*Aim of the exercise:*
Report, as a single number, how many lines of the records contain the word "that".

*Available records:*
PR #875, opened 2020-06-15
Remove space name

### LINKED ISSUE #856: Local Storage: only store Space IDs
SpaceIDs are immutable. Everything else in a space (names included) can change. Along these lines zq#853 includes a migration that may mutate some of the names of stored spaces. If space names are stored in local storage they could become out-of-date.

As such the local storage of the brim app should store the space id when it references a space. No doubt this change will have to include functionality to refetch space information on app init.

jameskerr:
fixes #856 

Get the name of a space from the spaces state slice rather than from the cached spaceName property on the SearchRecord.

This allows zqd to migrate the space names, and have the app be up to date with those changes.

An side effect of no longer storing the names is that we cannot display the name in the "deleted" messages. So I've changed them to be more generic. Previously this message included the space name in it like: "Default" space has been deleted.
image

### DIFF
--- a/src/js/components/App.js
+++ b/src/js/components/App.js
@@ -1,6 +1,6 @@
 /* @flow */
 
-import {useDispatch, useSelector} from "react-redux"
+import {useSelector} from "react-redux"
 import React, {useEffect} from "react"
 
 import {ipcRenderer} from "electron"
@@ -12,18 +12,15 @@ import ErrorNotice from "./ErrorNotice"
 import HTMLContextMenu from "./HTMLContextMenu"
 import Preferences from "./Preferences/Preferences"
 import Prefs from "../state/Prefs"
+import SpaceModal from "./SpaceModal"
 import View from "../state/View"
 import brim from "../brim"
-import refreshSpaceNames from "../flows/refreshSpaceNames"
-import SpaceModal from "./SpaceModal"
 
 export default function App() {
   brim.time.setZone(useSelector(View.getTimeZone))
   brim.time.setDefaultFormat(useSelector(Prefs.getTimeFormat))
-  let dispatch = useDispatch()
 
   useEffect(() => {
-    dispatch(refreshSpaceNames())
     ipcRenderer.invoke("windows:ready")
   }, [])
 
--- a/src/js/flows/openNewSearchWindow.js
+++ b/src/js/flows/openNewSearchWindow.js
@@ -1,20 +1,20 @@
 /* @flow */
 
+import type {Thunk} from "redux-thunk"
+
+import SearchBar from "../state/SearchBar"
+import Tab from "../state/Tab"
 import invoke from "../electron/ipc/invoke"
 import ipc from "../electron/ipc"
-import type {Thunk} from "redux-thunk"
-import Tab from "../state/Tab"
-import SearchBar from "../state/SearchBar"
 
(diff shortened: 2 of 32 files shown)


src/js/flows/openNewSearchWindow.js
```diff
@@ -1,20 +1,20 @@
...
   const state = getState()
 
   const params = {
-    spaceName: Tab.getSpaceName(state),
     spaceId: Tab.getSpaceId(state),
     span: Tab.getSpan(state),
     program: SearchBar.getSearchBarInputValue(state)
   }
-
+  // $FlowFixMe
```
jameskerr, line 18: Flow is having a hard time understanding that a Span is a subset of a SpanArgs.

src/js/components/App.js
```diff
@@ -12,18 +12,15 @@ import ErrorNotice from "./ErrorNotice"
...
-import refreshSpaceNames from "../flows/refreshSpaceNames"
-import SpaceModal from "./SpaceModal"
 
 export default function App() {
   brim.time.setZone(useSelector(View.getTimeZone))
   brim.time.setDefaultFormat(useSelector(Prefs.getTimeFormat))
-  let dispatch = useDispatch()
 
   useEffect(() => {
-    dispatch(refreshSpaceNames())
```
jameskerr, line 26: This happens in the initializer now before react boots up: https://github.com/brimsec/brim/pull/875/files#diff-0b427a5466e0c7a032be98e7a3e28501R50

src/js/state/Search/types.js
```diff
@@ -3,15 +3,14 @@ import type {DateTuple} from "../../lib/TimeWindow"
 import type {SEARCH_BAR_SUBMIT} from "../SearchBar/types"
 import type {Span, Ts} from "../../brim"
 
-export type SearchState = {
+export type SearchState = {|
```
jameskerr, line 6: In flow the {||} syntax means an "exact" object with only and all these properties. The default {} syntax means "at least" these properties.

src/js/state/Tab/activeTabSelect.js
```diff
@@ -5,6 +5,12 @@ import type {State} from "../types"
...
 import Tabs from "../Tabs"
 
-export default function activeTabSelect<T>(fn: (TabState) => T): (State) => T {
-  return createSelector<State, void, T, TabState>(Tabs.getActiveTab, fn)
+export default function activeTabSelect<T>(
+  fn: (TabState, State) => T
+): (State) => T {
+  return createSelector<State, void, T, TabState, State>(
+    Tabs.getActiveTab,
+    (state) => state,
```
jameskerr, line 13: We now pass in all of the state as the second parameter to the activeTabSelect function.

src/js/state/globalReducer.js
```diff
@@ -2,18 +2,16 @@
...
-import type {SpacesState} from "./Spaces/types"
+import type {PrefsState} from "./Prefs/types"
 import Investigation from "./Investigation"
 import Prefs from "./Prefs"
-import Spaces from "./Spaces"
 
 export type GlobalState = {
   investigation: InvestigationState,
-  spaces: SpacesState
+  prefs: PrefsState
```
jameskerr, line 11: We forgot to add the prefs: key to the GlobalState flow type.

*Result for this task:*
3